Almost universally, I find the characters Patchett creates very interesting to spend time with. Dr. Swensen starts off, as she is characterized using hearsay and initial interactions, an egotistical and selfish misanthropist; I imagined her the villain of the piece. As more time is spent with her, those same words can be used to describe her but her madness developed reason and she turned into one of my favorite characters. The ghost of Anders Eckman is also fleshed out as a fully realized character so that Marina’s grief and search for answers has weight. Patchett did a brilliant job of making me care deeply that he was dead even though the reader doesn’t meet him except in other character’s memories.

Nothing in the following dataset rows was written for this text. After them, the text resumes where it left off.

PR #1355, opened 2017-07-06
[ll] Improve documentation and formatting [26/..]

msiglreith:
* Improve formatting of core
* Improve capabilities documentation
* Remove unused dx11 code

### DIFF
--- a/src/core/src/lib.rs
+++ b/src/core/src/lib.rs
@@ -33,23 +33,21 @@ extern crate serde;
 #[macro_use]
 extern crate serde_derive;
 
-use std::fmt::{self, Debug};
-use std::error::Error;
-use std::hash::Hash;
+use format::Formatted;
 use std::any::Any;
 use std::borrow::Borrow;
-use format::Formatted;
+use std::error::Error;
+use std::fmt::{self, Debug};
+use std::hash::Hash;
 
-pub use draw_state::{state, target};
 pub use self::command::CommandBuffer;
 pub use self::factory::Factory;
-pub use self::pool::{
-    GeneralCommandPool, GraphicsCommandPool, ComputeCommandPool,
-    TransferCommandPool, SubpassCommandPool};
-pub use self::queue::{
-    GeneralQueue, GraphicsQueue, ComputeQueue, TransferQueue};
-pub use self::window::{
-    Backbuffer, Frame, FrameSync, Surface, SwapChain, SwapchainConfig, WindowExt};
+pub use self::pool::{ComputeCommandPool, GeneralCommandPool, GraphicsCommandPool,
+                     SubpassCommandPool, TransferCommandPool};
+pub use self::queue::{ComputeQueue, GeneralQueue, GraphicsQueue, TransferQueue};
+pub use self::window::{Backbuffer, Frame, FrameSync, Surface, SwapChain, SwapchainConfig,
+                       WindowExt};
+pub use draw_state::{state, target};
 
 pub mod buffer;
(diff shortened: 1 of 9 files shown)


nical:
If you want to improve the formatting you might as well move to block indent instead of visual indents since that's the official rust style now (assuming gfx-rs is to follow the official rust style guide).

src/core/src/lib.rs
```diff
@@ -145,25 +145,38 @@ impl<R: Resources> ShaderSet<R> {
...
 /// Features that the device supports.
-#[allow(missing_docs)] // pretty self-explanatory fields!
 #[derive(Clone, Copy, Debug, Eq, PartialEq)]
 #[cfg_attr(feature = "serialize", derive(Serialize, Deserialize))]
 pub struct Capabilities {
-    pub max_vertex_count: usize,
-    pub max_index_count: usize,
+    /// Recommended maximum number of vertices per draw call.
+    /// If there is no recommendation, the value is `None`.
+    pub max_vertex_count: Option<VertexCount>,
```
kvark: mm, I don't see it as "recommended" but rather as a hard limit, in which case having an `Option` doesn't make sense

src/core/src/lib.rs
```diff
@@ -145,25 +145,38 @@ impl<R: Resources> ShaderSet<R> {
...
 
+    /// Support offsets for instanced drawing.
     pub instance_base_supported: bool,
+    /// Support instanced drawing.
     pub instance_call_supported: bool,
+    /// Support manually specified vertex attribute rates (divisors).
     pub instance_rate_supported: bool,
+    /// Support base vertex offset for indexed drawing.
     pub vertex_base_supported: bool,
+    /// Support sRGB rendertargets.
```
kvark: ... and textures

src/core/src/lib.rs
msiglreith: It seems to be only used in the gl backend and the refpages state that it's only a recommendation (above the limit the performance may decrease).
We could also switch to `VertexCount::MAX` instead of `Option` for the other backends.

msiglreith:
I switched to block indents as proposed by @nical, I'll squash the commits at the end.

src/core/src/lib.rs
```diff
@@ -145,25 +145,38 @@ impl<R: Resources> ShaderSet<R> {
...
     pub srgb_color_supported: bool,
+    /// Support constant buffers.
     pub constant_buffer_supported: bool,
+    /// Support unordered-access views.
     pub unordered_access_view_supported: bool,
+    /// Support specifying the blend function and equation for each color target.
     pub separate_blending_slots_supported: bool,
+    /// Support accelerated buffer copy. (unused)
     pub copy_buffer_supported: bool,
```
msiglreith: Should we remove this because it's not used at all?

src/core/src/lib.rs
kvark: Ah, I see that D3D11 just have those counts as 2^32. How about we remove them entirely then?

src/core/src/lib.rs
kvark: We do have `CommandBuffer::copy_buffer` so the proper course of action would be check for the support instead of removing the flag

msiglreith: Ah, right! I'll open a separate issue for it.

msiglreith:
All proposed changes should have been addressed, thanks for the reviews!

kvark:
Thanks!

It was also very easy to imagine being in Marina’s shoes, having to travel from Minnesota to Brazil, ill-prepared and beset on all sides by insects and moisture and vegetation. Brazil is portrayed in a detail that made it as much a part of the story for me as any of the characters.

Finally I want to mention the subject matter which centers on the development of new drugs from plants in the rainforest. This is a very cool topic and the book tackles some of the moral issues surrounding it in an interesting and non-preachy way.

Final Verdict: A story with lots of twists and turns and complex, interesting characters. Beautifully written and engrossing.

So where do you stand on Ann Patchett?  The love camp or the meh camp?